Oust Rumsfeld to show we take abuse seriously

The torture of Iraqi prisoners reminded me of one of the major premises in the military: The chain of command is critical to transmit directions and maintain discipline. Inherent in this idea is the understanding that superiors take responsibility for what occurs below them ("Refusing to quit, Rumsfeld takes blame for abuse," May 8).

Secretary of Defense Donald H. Rumsfeld is ultimately responsible for the Pentagon's mistakes, and removing him would show how seriously America takes this issue.

Laura Gillis


There are two explanations for the terrible torture of Iraqi prisoners in our military jails: One is that the torturers had orders from their superiors to conduct the torturing. The other is that the Department of Defense is out of control and immediate remedies must be undertaken.

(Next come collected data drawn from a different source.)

PR #1419, opened 2016-09-01
(FACT-718) Allow blocking resolvers via a list in the config file

Magisus:
New approach: resolvers are blockable by name, and this mapping is documented in the schema with a `blockgroup` tag. Blocking a fact with this tag will also result in all other facts in that group (associated with that resolver) being blocked. Resolvers implement a method describing whether they are blockable or not. If the schema does not list a block group for a given fact, that fact (or rather its associated resolver) cannot be blocked. Usually this is due to some dependency, i.e. other facts rely on the output of that resolver for their own resolution. 

"Blockability" is currently opt-in: to make a resolver blockable, override the is_blockable method to return true, and add the appropriate blockgroup tag to its associated facts in the schema.

If this approach looks sane, I will more thoroughly investigate which resolvers it makes sense to block, and add the appropriate code.

### DIFF
--- a/lib/tests/facts/schema.cc
+++ b/lib/tests/facts/schema.cc
@@ -96,6 +96,15 @@ struct dmi_resolver : resolvers::dmi_resolver
     }
 };
 
+struct ec2_resolver : resolvers::ec2_resolver
+{
+    void resolve(collection& facts) override
+    {
+        facts.add(fact::ec2_metadata, make_value<map_value>());
+        facts.add(fact::ec2_userdata, make_value<string_value>("user data"));
+    }
+};
+
 struct filesystem_resolver : resolvers::filesystem_resolver
 {
  protected:
@@ -434,8 +443,7 @@ void add_all_facts(collection& facts)
     facts.add(make_shared<dmi_resolver>());
     facts.add(make_shared<filesystem_resolver>());
     // TODO: refactor the EC2 resolver to use the "collect_data" pattern
-    facts.add(fact::ec2_metadata, make_value<map_value>());
-    facts.add(fact::ec2_userdata, make_value<string_value>("user data"));
+    facts.add(make_shared<ec2_resolver>());
     // TODO: refactor the GCE resolver to use the "collect_data" pattern
     facts.add(fact::gce, make_value<map_value>());
     facts.add(make_shared<identity_resolver>());
@@ -475,7 +483,8 @@ void validate_attributes(YAML::Node const& node)
             Catch::Equals("resolution")).add(
             Catch::Equals("caveats")).add(
             Catch::Equals("elements")).add(
-            Catch::Equals("validate"))
+            Catch::Equals("validate")).add(
+            Catch::Equals("blockgroup"))
         );
     }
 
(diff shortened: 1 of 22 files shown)


lib/tests/facts/schema.cc
```diff
@@ -560,6 +561,13 @@ void validate_attributes(YAML::Node const& node)
         REQUIRE_FALSE(caveats.empty());
     }
 
+    auto blockgroup_attribute = node["blockgroup"];
```
Magisus: Ideally I would also like to be able to test that each blockgroup attribute corresponds to the name of a resolver that has is_blockable() == true. But like elsewhere in this code base, these tests do not currently assume or validate any mapping between facts and specific resolvers. Since this attribute depends on that mapping, is that something we would want to start validating?

MikaelSmith: We could create new collections with the blockgroup specified, and confirm that the fact doesn't resolve. It doesn't seem unreasonable to test mapping between facts and resolvers, though.

Magisus:
This makes blockable the two fact groups (mountpoints and EC2) most requested by users.

glennsarti:
Should there be documentation examples on how to use this added to this PR or is that a later ticket?

MikaelSmith:
There's a Facter man page we could add this to. It probably needs an update for the config file in general.

Magisus:
Are there any more fact groups that come to mind as something we definitely want to be able to block? So far I've added code for file system facts (per complaints about mountpoints being slow) and EC2 facts (per complaints about hitting an invalid IP when trying to pointlessly detect EC2).

glennsarti:
:+1:  on doco updates!

glennsarti:
@Magisus Would you be able to add some simple spec tests for the behavior e.g. Should return some fact info if not blocked, should return a warning and no fact info if blocked.

Magisus:
Do you want some tests above and beyond those I added as part of schema validation? Those construct a blocklist of all blockable resolvers, then attempt to resolve all resolvers, and verify that no facts from blocked resolvers appear.

MikaelSmith:
The spec tests should be runnable everywhere. I'd rather see an acceptance test.

Magisus:
I would like to have an acceptance test as well. We don't currently have any acceptance tests that deal with either of the resolvers made blockable by this PR (though there is one ready to merge that exercises the `mountpoints` fact), but it's probably feasible to add one. That would give us end-to-end validation.

The collection unit tests mock out a resolver, and it would be fairly easy to make that resolver blockable and test the collection with and without a blocklist specified (passed directly into the collection, not via the config file). Should still be runnable everywhere.

glennsarti:
@Magisus I meant unit/integration tests.  IMO unit tests for that behaviour would be preferrable over an acceptance test.  Quicker feedback and _should_ be simple to do although I don't know the C++ testing framework at all.

Magisus:
Yeah sounds good. I do already have some of those (see linked section in lib/tests/facts/schema.cc) that rely on mocked resolvers. Those tests verify that if a fact has a blockgroup in the schema, it corresponds to a blockable resolver, and if the blockgroup appears in the blocklist passed to a collection, the facts will not be resolved.

glennsarti:
FACT-1507 has been raised to address acceptance tests.

PR #1421, opened 2016-09-06
(FACT-1502) acceptance: mount a tmpfs directory and check the fact

phongdly:
New acceptance test for verifying that 'facter mountpoints' show a tmpfs mount.

[skip ci]

### DIFF
--- a/acceptance/tests/verify_mountpoints.rb
+++ b/acceptance/tests/verify_mountpoints.rb
@@ -1,7 +1,7 @@
 # This test is intended to demonstrate that mount resource can mount tmpfs directory
-# and the mount facter mountpoints shouls show the mount on tmpfs
+# and the mount facter mountpoints should show the mount on tmpfs
 
-test_name "FACT-1052 - C98163 mountpoints fact should show mounts on tmpfs" do
+test_name "FACT-1502 - C98163 mountpoints fact should show mounts on tmpfs" do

Either explanation requires the firing of the man at the top: Secretary of Defense Donald H. Rumsfeld.

Mary J. Eichelman


Ultimate responsibility for the policies that permitted prisoner abuse and torture to take place in Iraq and elsewhere lies with Secretary of Defense Donald H. Rumsfeld.

By refusing Iraqi detainees the protections of the Geneva Conventions and allowing private contractors to conduct interrogations, Mr. Rumsfeld opened the door to just such abuses.

Mr. Rumsfeld should resign or be fired, and then let the administration begin to try to salvage our country's ravaged reputation in the world.

Katherine B. Schuetz


Frenzy over abuses for partisan purpose

The pictures from Abu Ghraib prison are disgusting. The punishment for those involved should be swift and severe. But just as abhorrent as these photos is the frenzy with which certain liberal media organizations and political partisans have used the abuses in their single-minded effort to bash President Bush and Secretary of Defense Donald H. Rumsfeld. Democratic presidential candidate John Kerry's comments are particularly noxious ("Refusing to quit, Rumseld takes blame for abuse," May 8).

There is no doubt that American soldiers and their commanding officers need to be punished for blatant violations of the Geneva Conventions as well as basic decency. But this incident falls far short of meriting the resignation or dismissal of Mr. Rumsfeld or impugning the overall integrity of the U.S. military.

The fact is that much of the information on the prison abuse comes from a Pentagon report detailing a two-month investigation into the activities at the prison. This demonstrates that the military was concerned about what was going on and preparing to take action to rectify it.

And the outrage of various Arab governments is disingenuous and strains credibility. The horrors of torture inflicted by Saddam Hussein and other despots in the region have received scant attention from those same officials.

And lastly, the outrage expressed in Western media over the Abu Ghraib photos is much louder than that expressed over the photos of the charred, dismembered bodies of four Americans hanging from a bridge in Iraq and other incidents where kidnapped Western noncombatants have been videotaped while being threatened with torture and murder.

Scott Appelbaum


President must take full responsibility

It is not sufficient for Secretary of Defense Donald H. Rumsfeld to resign. When the Supreme Court delivered the presidency to George W. Bush, it came with the bonus title of commander in chief. As such, he holds ultimate responsibility ("Refusing to quit, Rumsfeld takes blame for abuse," May 8).

Impeachment is the logical - and just - course.

Lauren Goodsmith


Terror is appalling, not charges of abuse

I am not appalled, as so many people are, at the alleged embarrassment of Iraqi prisoners. It is absolutely imperative that we wring out every last bit of intelligence information that we can get from these detainees.

What appalls me is the killing of nearly 3,000 American citizens. And you can rest assured that the toll in the next terrorist attack will be a lot worse.

Rick Bajackson


Systematic training could prevent abuse

It is well known that the human rights of prisoners are often violated by those who are supposed to guard them. Such things occur all over the world, whether the prisons are military or are part of a country's corrections system.

Research has shown that average people are capable of being cruel and demeaning toward others when some are made guards and some are in custody.

It doesn't take "a few bad apples" or bizarre circumstances for disrespectful treatment and abuses of prisoners to occur. Rather, the evidence suggests that there will always be a drift toward abusive treatment of prisoners unless policy-makers and administrators understand the problem and take active, systemwide steps to prevent it.